Temporin A
Shortest known natural antimicrobial peptide from frog skin with potent activity against gram-positive bacteria.
Chemical Identity
| Property | Value |
|---|---|
| Chemical Formula | C64H118N16O13 |
| Molecular Weight | 1319 Da |
| Peptide Class | Amphibian Antimicrobial Peptide |
| Sequence | FLPLIGRVLSGIL-NH2 |
| Origin | Rana temporaria (European frog) |
Structure
Temporin A is a 13-amino acid amphipathic alpha-helical peptide, one of the shortest natural antimicrobial peptides known. It is amidated at the C-terminus and has a net positive charge of +2. The short length makes it an attractive template for synthetic optimization.
Mechanism of Action
Temporin A disrupts bacterial membranes through its amphipathic alpha-helical structure. It preferentially targets gram-positive bacteria by interacting with anionic phospholipids (phosphatidylglycerol, cardiolipin) abundant in gram-positive membranes.

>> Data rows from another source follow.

Issue #336, opened 2017-10-31
Tests require clean AWS credentials


kevinburke:
The tests require AWS credentials that don't have access to other services (in order to be safe). This can be painful and/or expensive to set up.

It would be great if the AWS-specific tests used the `testing.Short()` helper to exit early if you run in short mode.

brikis98:
+1

yhakbar:
We use build flags to prevent them from running by default now.

Issue #334, opened 2017-10-31
Use a more permanent cache directory


kevinburke:
Terragrunt calls `os.TempDir` to allocate a temporary directory for downloading local files. However, this is vulnerable to getting cleaned up by the operating system at any time.

The purpose of the temp dir is to operate as a local cache and speed up operations.

A directory like `$HOME/Library/Caches` (on Mac), `$XDG_CACHE_HOME/terragrunt` (if specified), or `$HOME/.terragrunt` may be more appropriate, and less vulnerable to getting cleaned up.

In addition, Terragrunt cannot detect if the cache is corrupt. It would be good to check whether the cache is corrupt and trigger a remove/redownload, or at the very least report a helpful error, instead of exiting with an unhelpful error.

brikis98:
This is a great idea!

PR #338, opened 2017-10-31
Remove subdirectories before copying files to them

### LINKED ISSUE #337: Permission error when trying to copy read-only file
downloadTerraformSource works by downloading Terraform, then copying files from the terragrunt options working directory to the terraform source directory.

I have files (TLS certificates) in that directory that have permissions set to 444. Eventually we try to overwrite those files (with the exact same contents) by calling `util.CopyFile`:

```go
// Copy a file from source to destination
func CopyFile(source string, destination string) error {
	contents, err := ioutil.ReadFile(source)
	if err != nil {
		debug.PrintStack()
		fmt.Printf("source: %s, dest: %s, copy err: %#v\n", source, destination, err)
	}

	return WriteFileWithSamePermissions(source, destination, contents)
}
```

This calls `ioutil.WriteFile`:

```go
func WriteFileWithSamePermissions(source string, destination string, contents []byte) error {
	fileInfo, err := os.Stat(source)
	if err != nil {
	}

	return ioutil.WriteFile(destination, contents, fileInfo.Mode())
}
```

Which fails with an error, because the first thing it attempts to do is open the destination file for writing:

```go
// WriteFile writes data to a file named by filename.
  // If the file does not exist, WriteFile creates it with permissions perm;
  // otherwise WriteFile truncates it before writing.
  func WriteFile(filename string, data []byte, perm os.FileMode) error {
  	f, err := os.OpenFile(filename, os.O_WRONLY|os.O_CREATE|os.O_TRUNC, perm)
  	if err != nil {
  		return err
  	}
  	n, err := f.Write(data)
  	if err == nil && n < len(data) {
  		err = io.ErrShortWrite
  	}
  	if err1 := f.Close(); err == nil {
  		err = err1
  	}
  	return err
  }
```

This is blocking deployment.

kevinburke:
If a file in a subdirectory has permissions of 444, we will attempt to
open it for writing in util.CopyFile before overwriting it. This
fails because the file is read-only.

Instead remove all files in subdirectories. This shouldn't be much
slower than the current procedure, because we are still overwriting
every file every time, we're just starting from an empty file tree
instead of a full file tree. This also avoids the problem where run
1 produces file A, and run 2 does not have file A, but it exists in
the cache.

Fixes #337.

### DIFF
--- a/util/file.go
+++ b/util/file.go
@@ -1,13 +1,13 @@
 package util
 
 import (
+	"fmt"
 	"io/ioutil"
 	"os"
 	"path/filepath"
 	"regexp"
 	"strings"
 
-	"fmt"
 	"github.com/gruntwork-io/terragrunt/errors"
 	"github.com/mattn/go-zglob"
 )
@@ -146,6 +146,11 @@ func CopyFolderContents(source string, destination string) error {
 		if PathContainsHiddenFileOrFolder(src) {
 			continue
 		} else if file.IsDir() {
+			// Permission and stale cache problems otherwise; see
+			// https://github.com/gruntwork-io/terragrunt/issues/337
+			if err := os.RemoveAll(dest); err != nil {
+				return errors.WithStackTrace(err)
+			}
 			if err := os.MkdirAll(dest, file.Mode()); err != nil {
 				return errors.WithStackTrace(err)
 			}
--- a/cli/download_source.go
+++ b/cli/download_source.go
@@ -5,6 +5,7 @@ import (
 	"io/ioutil"
 	"net/url"
 	"os"
+	"path/filepath"
 	"regexp"
 	"strings"
 
@@ -15,7 +16,6 @@ import (
 	"github.com/hashicorp/go-getter"
 	urlhelper "github.com/hashicorp/go-getter/helper/url"
 	"github.com/mattn/go-zglob"
-	"path/filepath"
 )
 
 // This struct represents information about Terraform source code that needs to be downloaded


kevinburkeotto:
This is blocked on #335 (and I guess #336), or you adding me as a contributor to the project, you removing the requirement to have tests pass before merging changes, or you pulling down and running the tests manually in a clean AWS account.

brikis98:
Running tests locally now...

brikis98:
A bunch of tests failed. Some of the errors look like this:

```
[terragrunt] [fixture-old-terragrunt-config/download] 2017/10/31 23:36:58 Running command: terraform init -from-module=file:///Users/brikis98/source/go/src/github.com/gruntwork-io/terragrunt/test/fixture-old-terragrunt-config/hello-world /var/folders/39/w935myd14p9197wbp67pz4940000gn/T/terragrunt/lZQRK2TqaEUhn3UvKhF5fNxpljk/jjLRfkf7pYvGKBwdLKFuRON8uLo
Copying configuration from "file:///Users/brikis98/source/go/src/github.com/gruntwork-io/terragrunt/test/fixture-old-terragrunt-config/hello-world"...
Downloading modules...

Plugin reinitialization required. Please run "terraform init".
Reason: Could not satisfy plugin requirements.

Plugins are external binaries that Terraform uses to access and manipulate
resources. The configuration provided requires plugins which can't be located,
don't satisfy the version constraints, or are otherwise incompatible.

1 error(s) occurred:

* provider.template: new or changed plugin executable

Terraform automatically discovers provider requirements from your
configuration, including providers used in child modules. To see the
requirements and constraints from each module, run "terraform providers".

error satisfying plugin requirements
```

And some like this:

```
Error downloading modules: Error loading modules: module remote: No Terraform configuration files found in directory: .terraform/modules/3de0b4d8458c5b95796bcc1ab4263679
```

I'm guessing what's happening is the following:

1. Terragrunt downloads the code into a tmp folder. 
1. Terragrunt calls `init` in that tmp folder to download all the modules, providers, and initialize remote state. All of this Terraform stores in a `.terraform` folder within that tmp folder.
1. Terragrunt calls the updated `CopyFolderContents` method, which deletes everything in the folder, including the `.terraform` folder. 
1. Now when the `plan` or `apply` command are executed, none of the modules are providers are there, and you get an error.

I think you may have to delete the individual files rather than the hold folder.

kevinburkeotto:
Are you sure that isn't this problem? https://github.com/gruntwork-io/terragrunt/issues/334

Do the tests pass on master?

brikis98:
Yes, tests pass on master. I'm fairly confident the problem is as I described it above.

kevinburkeotto:
ok

brikis98:
BTW, I'm running these tests locally because I know these fixes are important to you, and I appreciate your help in making them, but setting up an AWS account where you have S3/DynamoDB permissions is about 5 min of work, so please try to run the tests after the next change!

kevinburkeotto:
I can't reproduce the test failures you saw.

kevinburkeotto:
To clarify, I ran the tests once, then ran again with 

```TF_LOG=debug aws-vault exec testing -- go test -timeout=20m -count=4 ./...```

for a total of 5 test runs, and couldn't reproduce the failure any time.

**Comment by brikis98** [comment]
Huh. I just checked out this branch again, and the tests passed. I'm... stumped.

File: util/file.go [hunk 1]
```diff
@@ -146,6 +146,11 @@ func CopyFolderContents(source string, destination string) error {
 		if PathContainsHiddenFileOrFolder(src) {
 			continue
 		} else if file.IsDir() {
+			// Permission and stale cache problems otherwise; see
+			// https://github.com/gruntwork-io/terragrunt/issues/337
+			if err := os.RemoveAll(dest); err != nil {
+				return errors.WithStackTrace(err)
+			}
```
brikis98: Is this the right fix for the permissions issue you were seeing?

I'm looking at how `CopyFolderContents` is used in [download_source](https://github.com/gruntwork-io/terragrunt/blob/0a61ebb2924ac78077f92a29123186b316126635/cli/download_source.go#L59-L61):

```go
util.CopyFolderContents(terragruntOptions.WorkingDir, terraformSource.WorkingDir)
``` 

Let's say you ran Terragrunt from a folder `foo`. If `foo` contained another folder `bar`, then this fix would kick in, deleting `bar`, and taking care of any possible permissions issues. But if `foo` contained a file named `baz`, that file would not be deleted from the previous run (since `file.IsDir()` would be false), and if had some restrictive permission, it would not be overwritten.

So it seems like you would need an `os.Remove` call in the `else` block too, right?

brikis98: Also, could you add an automated test for these cases?

brikis98:
PR not updated for over 2 years, closing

The peptide forms pores causing membrane depolarization and lysis.
Clinical Applications
- Lead compound: Template for short AMP design
- Topical formulations: Potential for skin infections
- Anti-MRSA: Active against methicillin-resistant staphylococci
- Synergy studies: Enhanced activity with other AMPs
Pharmacology
- Spectrum: Primarily gram-positive bacteria
- Hemolysis: Low at antimicrobial concentrations
- Length: Minimal effective length for AMP activity
- Salt sensitivity: Partially affected by divalent cations
References
- Simmaco, M., et al. (1996). Temporins: antimicrobial peptides from Rana temporaria skin. Biochemical and Biophysical Research Communications, 229, 697-702.
- Wade, D., et al. (2000). Structure-activity analysis of temporin A. European Journal of Biochemistry, 267, 3624-3630.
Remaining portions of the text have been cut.